Can vaccines help prevent cancer?
Brief Summary:
EBUS-TBNA is often the sole diagnostic test applied in patients with stage IV lung cancer. A limitation of the TBNA needle when using a 22 Gauge needle is the limited ability to procure adequate histological samples. Although a larger 19 Ga needle can procure histological samples as demonstrated by the conventional 19 Ga needle, published data are not existing with respect to molecular diagnostics.
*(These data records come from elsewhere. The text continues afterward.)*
PR #2126, opened 2024-07-23
Only prompt for restart on zoom change when not rescaling at runtime

HeikoKlare:
When the zoom of the primary monitor changes, the workbench asks for a restart to adapt the workbench windows to the changed zoom. With the runtime rescaling functionality recently introduced to SWT, this behavior is only desired if that rescaling functionality is not activated. This change adapts the functionality for showing the restart prompt to only come up if the rescaling functionality is deactivated.

<s>⚠️ Requires recent SWT API changes, thus CI runs will only succeed after the next I-Build.</s>

### DIFF
--- a/bundles/org.eclipse.ui.workbench/Eclipse UI/org/eclipse/ui/internal/WorkbenchWindow.java
+++ b/bundles/org.eclipse.ui.workbench/Eclipse UI/org/eclipse/ui/internal/WorkbenchWindow.java
@@ -934,25 +934,31 @@ public class WorkbenchWindow implements IWorkbenchWindow {
 
 			getShell().setData(this);
 			trackShellActivation();
-			/**
-			 * When SWT zoom changes for primary monitor, prompt user to restart Eclipse to
-			 * apply the changes.
-			 */
-			getShell().addListener(SWT.ZoomChanged, event -> {
-				if (getShell().getDisplay().getPrimaryMonitor().equals(getShell().getMonitor())) {
-					int dialogResponse = MessageDialog.open(MessageDialog.QUESTION, getShell(),
-							WorkbenchMessages.Workbench_zoomChangedTitle,
-							WorkbenchMessages.Workbench_zoomChangedMessage, SWT.NONE,
-							WorkbenchMessages.Workbench_RestartButton, WorkbenchMessages.Workbench_DontRestartButton);
-					if (event.doit && dialogResponse == 0) {
-						getWorkbenchImpl().restart(true);
-					}
-				}
-			});
-
+			addZoomChangeListenerToPromptForRestart();
 		} finally {
 			HandlerServiceImpl.pop();
 		}
+	}
+
+	private void addZoomChangeListenerToPromptForRestart() {
+		getShell().addListener(SWT.ZoomChanged, event -> {
+			/**
+			 * Prompt for restart when an SWT zoom change for the primary monitor occurs,
+			 * only when rescaling at runtime is not activated.
+			 */
+			if (getShell().getDisplay().isRescalingAtRuntime()) {
+				return;
+			}
+			if (getShell().getDisplay().getPrimaryMonitor().equals(getShell().getMonitor())) {
+				int dialogResponse = MessageDialog.open(MessageDialog.QUESTION, getShell(),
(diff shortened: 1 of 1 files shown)


akoch-yatta:
Looks good to me. I tested it on Windows and it works as expected for me, having the flag activated or not.

fedejeanne (commented):
I haven't tested yet but I have 2 points to consider:
1. As briefly discussed in our daily, if activating the "auto scale on runtime" fails then the method `Display::isRescalingAtRuntime` should return `false` otherwise the restart dialog will not be shown even though the application is still running in "the old mode" _i.e._ **not** rescaling at runtime. Different PR though, this code is fine here.
2. What would happen if one changes the mode programmatically via `Display::setRescalingAtRuntime`? Would the user be prompted again if one deactivates the rescaling at runtime (_i.e._ "would the old mode be completely restored, with prompt and everything")?

fedejeanne:
>     2. What would happen if one changes the mode programmatically via `Display::setRescalingAtRuntime`? Would the user be prompted again if one deactivates the rescaling at runtime (_i.e._ "would the old mode be completely restored, with prompt and everything")?

EDIT: 2. What would happen if one changes the mode programmatically via `Display::setRescalingAtRuntime` and sets it back to `false`? ...

HeikoKlare:
Thank you for the comments!

> * As briefly discussed in our daily, if activating the "auto scale on runtime" fails then the method `Display::isRescalingAtRuntime` should return `false` otherwise the restart dialog will not be shown even though the application is still running in "the old mode" _i.e._ **not** rescaling at runtime. Different PR though, this code is fine here.

Yes, makes sense. I will provide an according PR to SWT.

> * What would happen if one changes the mode programmatically via `Display::setRescalingAtRuntime`? Would the user be prompted again if one deactivates the rescaling at runtime (_i.e._ "would the old mode be completely restored, with prompt and everything")?

Then one has broken the contract of `setRescalingAtRuntime()`. We could also move the check inside the event handler, but then the check will be unnecessary unless some user broke the API.

HeikoKlare:
See eclipse-platform/eclipse.platform.swt#1363 for the first mentioned issue.

fedejeanne:
> > * What would happen if one changes the mode programmatically via `Display::setRescalingAtRuntime`? Would the user be prompted again if one deactivates the rescaling at runtime (_i.e._ "would the old mode be completely restored, with prompt and everything")?
> 
> Then one has broken the contract of `setRescalingAtRuntime()`. We could also move the check inside the event handler, but then the check will be unnecessary unless some user broke the API.

You mean that part about the undefined behavior? (excerpt from the Javadoc of `Display::setRescalingAtRuntime(boolean)`

```
 * ... This is only safe to call as long as
 * no shell has been created for this display. When changing the value after a
 * shell has been created for this display, the effect is undefined.
...
```

In that case, wouldn't it be better to make `Display::setRescalingAtRuntime` non-api (either reduce visibility or mark it as `@noreference`)?

fedejeanne:
> > > * What would happen if one changes the mode programmatically via `Display::setRescalingAtRuntime`? Would the user be prompted again if one deactivates the rescaling at runtime (_i.e._ "would the old mode be completely restored, with prompt and everything")?
> > 
> > 
> > Then one has broken the contract of `setRescalingAtRuntime()`. We could also move the check inside the event handler, but then the check will be unnecessary unless some user broke the API.
> 
> You mean that part about the undefined behavior? (excerpt from the Javadoc of `Display::setRescalingAtRuntime(boolean)`
> 
> ```
>  * ... This is only safe to call as long as
>  * no shell has been created for this display. When changing the value after a
>  * shell has been created for this display, the effect is undefined.
> ...
> ```
> 
> In that case, wouldn't it be better to make `Display::setRescalingAtRuntime` non-api (either reduce visibility or mark it as `@noreference`)?

Ignore it, we spoke about it already.

HeikoKlare:
Let's proceed with the discussion about the SWT API at SWT. I made the workbench behavior more "resilient" by always having the zoom change listener attached and make it check for the runtime rescaling behavior every time. In constrast to the efforts for actually rescaling the UI, this single check is irrelevant (performance-wise). This way the workbench implementation is able to adapt the restart behavior even if someone changes the rescaling mode at runtime (given that this will be possible at some point in time in the future).

PR #2132, opened 2024-07-26
Correct icon for closing replace bar of find/replace overlay

HeikoKlare:
The icon for closing the replace bar was accidentally added in a version that is vertically flipped compared to the comparable icon in other tools, namely an arrow pointing up instead of down. This change corrects the icon.

Before:
image

After: 
image

Comparison VS Code:
image

Here is the according images repo PR: https://github.com/eclipse-platform/eclipse.platform.images/pull/88


HeikoKlare:
@soethoff fyi, because, if I remember correctly, you also mentioned this issue to me.

vogella:
Looks way better in the new version

PR #2135, opened 2024-07-27
Use DS annotations instead of handcrafted XML

laeubi:
This also fixes a build warning due to usage of wildcard pattern for components, I don't see any reason to use a wildcard here.

Beside that, weight = 100 seems strange here as usually one would use a service ranking instead but I have leave this as-is for now.

FYI @robstryker


HannesWell:
With https://github.com/eclipse-platform/eclipse.platform.ui/pull/2344 this is obsolete isn't it?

A new nitinol-based 19 Ga needle has been developed for EBUS-TBNA. Given the frequent usage of 22 Ga needles for molecular diagnostics and the recent technical advancements in 19 Ga needle technology, we conduct a RCT to compare the performance of both needle types.
Condition or disease | Intervention/treatment | Phase |
Lung Neoplasm | Device: EBUS-TBNA needle | Phase 3 |
Detailed Description:
All patients with (suspected) stage IV lung carcinoma identified on spiral computed tomography scan and requiring an EBUS-TBNA investigation to obtain intrathoracic hilar or mediastinal lymph node tissue for diagnosis, subtyping and genotyping of lung cancer are eligible for participation in this study. Procedural technique : patients undergo an EBUS-TBNA procedure with either the Flex 19 Ga needle or the 22 Ga needle ; all procedures are performed using a linear array echoendosope under moderate sedation (standard practice). Primary endpoint of the study is the presence of core tissue that is defined as a continuous string of material as observed on the microscopic examination. Secondary endpoints are elements relevant to molecular analysis.